The economic impact of such a robust energy efficiency initiative would be transformational for the Appalachian region. Currently the energy industry directly generates approximately 150,000 jobs and indirectly supports thousands more producing and distributing energy products and services. Change, no matter how positive, is always difficult and a shock to the current system will certainly not be palatable to many entrenched in the current infrastructure of the energy industry. Understandably, the region resists such an aggressive push to conserve the very resource central to its economic prosperity. Reducing energy consumption, however, will not leave this energy-producing region in the cold. Energy efficiency initiatives entail substantial job creation and consumer savings, more than compensating for any job losses in the energy sector.

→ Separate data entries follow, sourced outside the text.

PR #1288, opened 2020-09-03
Telemed: Add MOs to facility UI 

prabhanshuguptagit:
**Story card:** https://app.clubhouse.io/simpledotorg/story/1003

## Because

A facility can have multiple telemed MOs. The facility edit page should allow searching users by name and adding them to the facility.

## This addresses

This adds a typeahead search to add MOs to a facility. Adds a `admin/users.json` endpoint for querying search.

This also removes the old `teleconsultation_phone_number` and `teleconsultation_isd_code` fields in the edit form and from the bulk upload CSV.

Figma: https://www.figma.com/file/9inSvRD4dXcMfXchlyDZVV/Dashboard-(Production)
In action: https://imgur.com/a/KLqAjdz


app/models/facility.rb
```diff
@@ -18,7 +18,8 @@ class Facility < ApplicationRecord
   has_many :phone_number_authentications, foreign_key: "registration_facility_id"
   has_many :users, through: :phone_number_authentications
   has_and_belongs_to_many :teleconsultation_medical_officers,
-    class_name: "TeleconsultationMedicalOfficer",
+    -> { distinct },
+    class_name: "User",
```
prabhanshuguptagit, line 22: Turns out doing `has_many` with `class_name: TeleconsultationMedicalOfficer` does not work out for us as expected. The `default_scope` on `TeleconsultationMedicalOfficer` means there is no way to check if a user is already added as an MO to a facility, since the results are already scoped. This was also somewhat incorrect, semantically. 

Still keeping the `TeleconsultationMedicalOfficer` class around for other semantic goodness.

spec/controllers/admin/users_controller_spec.rb
```diff
@@ -52,6 +52,27 @@ def login_user
...
+        search_query = "Doctor"
+
+        get :index, format: :json, params: {search_query: search_query}
+
+        expect(response).to be_successful
+        expect(JSON(response.body).first["full_name"]).to eq "Doctor Jack"
+      end
+
+      specify do
+        expect(User).to receive(:search_by_name_or_teleconsultation_phone_number).with(search_query)
```
harimohanraj89, line 71: Should we `allow` this to receive this and return a specific user? We can then assert that the user that's found is sent in the response correctly.

app/models/facility.rb
```diff
@@ -140,9 +140,7 @@ def dashboard_analytics(period: :month, prev_periods: 3, include_current_period:
      longitude: "longitude (optional)",
      facility_size: "size (optional)",
      enable_diabetes_management: "enable_diabetes_management (true/false)",
-     enable_teleconsultation: "enable_teleconsultation (true/false)",
-     teleconsultation_phone_number: "teleconsultation_phone_number",
```
harimohanraj89, line 144: Is it ok to revoke support for this? Do we need to let anybody know?

Should we continue to accept phone numbers and gracefully associate the right users if they exist?

harimohanraj89 (changes requested):
My thoughts below!

app/views/shared/_typeahead_search.html.erb
```diff
@@ -0,0 +1,82 @@
...
+  }
+
+  let debouncedSearch = debounce(search);
+
+  function showSpinner() {
+    let spinner = $(".typeahead-spinner").first().clone();
+    spinner.css({display: "block"});
+
+    populateDropdown(spinner);
+  }
```
harimohanraj89, line 81: We should put this JS in the JS pipeline as well.

prabhanshuguptagit: This JS needs to be in an erb file since there is some fancy rails templating going on. 
```
  function resultsJSONToHTML(results) {
    return results.map(function (result) {
      return <%= search_result_to_row %>(result);
    })
  }
```

This can be moved into separate `typeahead.js.erb`?

app/models/facility.rb
prabhanshuguptagit: These fields in the CSV are for the old old teleconsultation numbers, when we had one number per facility. We could let CVHOs submit one user's numbers in the template 🤷 , although it might be easier for them to upload the CSV and then add them all from the UI.

We will continue sending these fields in the app, so the API contract doesn't change.

app/models/user.rb
```diff
@@ -57,12 +57,19 @@ def app_capabilities
   has_many :accesses, dependent: :destroy
 
   pg_search_scope :search_by_name, against: [:full_name], using: {tsearch: {prefix: true, any_word: true}}
+  pg_search_scope :search_by_teleconsultation_phone_number,
+    against: [:teleconsultation_phone_number],
+    using: {tsearch: {prefix: true, any_word: true}}
```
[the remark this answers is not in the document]
prabhanshuguptagit: This lets users do partial word searches. I think we shouldn't support this. 👍

app/models/facility.rb
harimohanraj89: Hmm yeah tricky. I'd run this one by Praveen or Mahima to learn how uploads + telemed is being used, and at least let folks know that this is coming down the pike.

app/views/shared/_typeahead_search.html.erb
harimohanraj89: Oh I see. Yeah that seems quite convoluted indeed 🤔  Could we leverage another template and handle the JSON results client-side, like we do for the already-added-user cards? This stuff needing to be in here is a good red flag that we may be able to clean up the implementation a bit 😅

app/controllers/admin/users_controller.rb
```diff
@@ -39,12 +39,20 @@ def index
...
+        @users =
+          if searching?
+            paginate(users.search_by_name_or_phone(search_query))
+          else
+            paginate(users)
+          end
+      end
+
+      format.json do
+        @users = users.search_by_name_or_teleconsultation_phone_number(search_query)
```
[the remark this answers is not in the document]
prabhanshuguptagit: Agree, I was avoiding a new one since there was a lot of churn on this page going on with the permissions stuff in parallel. I _think_ that has settled down now, added the controller in e1373e0. This uses the old system, I'll flag it to @vkrmis to take a look.

app/assets/stylesheets/partials/_spacing.scss
```diff
@@ -0,0 +1,41 @@
...
+.p-0px { padding: 0px; }
+.pt-0px { padding-top: 0px; }
+.pt-4px { padding-top: 4px; }
+.pt-20px { padding-top: 20px; }
+.pt-24px { padding-top: 24px; }
+.pb-4px { padding-bottom: 4px; }
+.pb-8px { padding-bottom: 8px; }
+.pl-16px { padding-left: 16px; }
+.px-1px { padding-right: 1px; padding-left: 1px; }
+.px-20px { padding-right: 20px; padding-left: 20px; }
```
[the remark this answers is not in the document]
prabhanshuguptagit: I added some spacing classes that were missing in `_reports.scss` and then moved them all into a `_spacing.scss`. I just didn't want to put mine in `_reports.scss`, hence.

app/views/shared/_typeahead_search.html.erb
prabhanshuguptagit: We are handling the JSON all on client side, this bit is just to support the typeahead as a reusable component. This allows us to pass in JS functions to the partial that will do the JSON to HTML business:
```
 <%= render 'shared/typeahead_search',
                       placeholder: "Find medical officers by name or phone number",
                       url: "/admin/users.json",
                       results_transformer: "filterExistingUsers",
                       search_result_to_row: "userJSONToRow"
...
```
This gives the user a lot of flexibility to structure/style the typeahead as they wish.

harimohanraj89: Oh I see, hmm. I'd be tempted to hold off on the abstraction until we have a second, maybe even third, use case for typeahead. Keep it simple now, avoid guessing what the abstraction would look like without a concrete use case. What do you think?

app/assets/javascripts/common/facility_teleconsultation_fields.js
```diff
@@ -0,0 +1,96 @@
+function toggleTeleconsultationFields() {
```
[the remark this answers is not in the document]
prabhanshuguptagit: ➕

app/views/shared/_typeahead_search.html.erb
prabhanshuguptagit: Yeah this seems like overkill, I'll revert back to the plebian version.

app/assets/javascripts/common/facility_teleconsultation_fields.js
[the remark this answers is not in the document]
prabhanshuguptagit: Refactored in 4d4f714.

app/controllers/admin/users_controller.rb
```diff
@@ -39,19 +39,30 @@ def index
...
+        paginate(users.search_by_name_or_phone(search_query))
+      else
+        paginate(users)
       end
+  end
 
-      format.json do
-        @users = users.search_by_name_or_teleconsultation_phone_number(search_query)
-      end
+  def search
```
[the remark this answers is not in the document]
prabhanshuguptagit: This endpoint is only being called from the facility edit page, we are still searching for users. I think this namespace is correct, does `teleconsult_search` sound better?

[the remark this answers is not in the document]
harimohanraj89: `teleconsult_search` sounds 👌  💯

app/assets/javascripts/standalone/facility_teleconsult_fields.js
```diff
@@ -0,0 +1,74 @@
...
+    $("body").on("click", ".mo-search .typeahead-dropdown-row", function () {
+      let user = $(this).data();
+      teleconsultationFields.addMedicalOfficer(user);
+      teleconsultationFields.userSearch.emptyTypeahead();
+    });
+
+    $("body").on("click", ".remove-medical-officer", function () {
+      let userID = $(this).attr('data-user-id');
+      teleconsultationFields.removeMedicalOfficer(userID);
+    });
```
harimohanraj89: The classes look great. Could we place these JS ditties back in `common` so they're part of a unified JS bundle for the app? If we can introduce a convenient interface to this class, we can then move the _initialization_ (which we don't want to do on every page) to a tiny snippet of inline JS on the page itself. For example:

```html
blah blah erb markup blah blah

<script>
  facilityTeleconsultFields = new FacilityTeleconsultFields();
  facilityTeleconsultFields.listen();
</script>
```

```js
  // blah blah teleconsultfieldsstuff
  this.listen() {
        let teleconsultationFields = this;

    // Populate MOs from search results
    $("body").on("click", ".mo-search .typeahead-dropdown-row", function () {
      let user = $(this).data();
      teleconsultationFields.addMedicalOfficer(user);
      teleconsultationFields.userSearch.emptyTypeahead();
    });

    $("body").on("click", ".remove-medical-officer", function () {
      let userID = $(this).attr('data-user-id');
      teleconsultationFields.removeMedicalOfficer(userID);
    });
  }
```

See #1297 for inspiration 😄

app/assets/javascripts/standalone/user_teleconsult_search.js
```diff
@@ -0,0 +1,104 @@
...
+
+      clearTimeout(timeout);
+      timeout = setTimeout(later, wait);
+    };
+  }
+
+  this.debouncedSearch = this.debounce(this.search);
+}
+
+let debouncedUserSearch = new UserTeleconsultSearch().debouncedSearch;
```
harimohanraj89: Same feedback here. I'd love to move this "class" back to the common JS bundle by tactically moving the initialization to an inline snippet of JS.

harimohanraj89 (approved):
Looks awesome. Last few bits of feedback below. 🚀

app/assets/javascripts/standalone/facility_teleconsult_fields.js
prabhanshuguptagit: This was done in 6dfa50e.

harimohanraj89: Lol, did I review an outdated diff 🤦 

Neato. I still like the idea of wrapping the event listener registration in a method, rather than letting them implicitly run on initialization. We could even run them explicitly on registration inside a constructor method. Shall we do that?

prabhanshuguptagit: Sounds good 💯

The report estimates that annual consumer outlays of $1 billion in 2010, $4.5 billion in 2020, and $6.2 billion in 2030 would bring about $5 billion in annual net consumer savings in 2020 and $21bn in 2030. These energy efficiency investments would also create more than 15,000 net jobs each year during the first five years, with an estimated average of 60,000 net jobs each year over the last decade of the analysis. Net jobs are the gain in jobs due to energy efficiency minus job losses in the energy-related sectors.

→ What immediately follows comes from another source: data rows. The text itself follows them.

PR #1289, opened 2020-09-03
Bugfix: Edit User autocomplete

prabhanshuguptagit:
**Story card:** https://app.clubhouse.io/simpledotorg/story/1156

## Because

Browsers are trying to incorrectly autocomplete the PIN field in the Edit User form. [Bug reported on Slack](https://simpledotorg.slack.com/archives/CFHKJ5WJY/p1599124237058200)

## This addresses

Disables autocomplete in the Edit User form.

### DIFF
--- a/app/views/admin/users/_form.html.erb
+++ b/app/views/admin/users/_form.html.erb
@@ -1,6 +1,6 @@
 <div class="row">
   <div class="col-md-6">
-    <%= bootstrap_form_with(model: [:admin, user], local: true, label_errors: true) do |form| %>
+    <%= bootstrap_form_with(model: [:admin, user], local: true, label_errors: true, autocomplete: "off") do |form| %>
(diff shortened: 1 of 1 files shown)


harimohanraj89:
Does this change disable some custom autocompletion, or does it disable browsers from trying to pre-populate passwords? 🤔 PS this disables autocomplete for the whole form, right? Not just PIN? Looks like the teleconsult number _and_ PIN were being autocompleted with Praveen's username and password?

prabhanshuguptagit:
> Does this change disable some custom autocompletion, or does it disable browsers from trying to pre-populate passwords?
The latter. It's this attribute: https://developer.mozilla.org/en-US/docs/Web/HTML/Attributes/autocomplete

this disables autocomplete for the whole form, right?
For the whole form, yes, sorry missed this in the description.

kitallis (approved):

The report has generated interest across the region and SEEA will be working with the states on implementation of the strategies in 2010. The American Recovery and Reinvestment Act of 2009 (ARRA) pushes the states forward on energy efficiency, directing unprecedented levels of funding to the Weatherization Assistance Program, the State Energy Program, and the Energy Efficiency and Conservation Block Grant Program. The funding will enable the Southeast to aggressively pursue energy efficiency and to make energy efficiency a central strategy in meeting the energy needs of the region.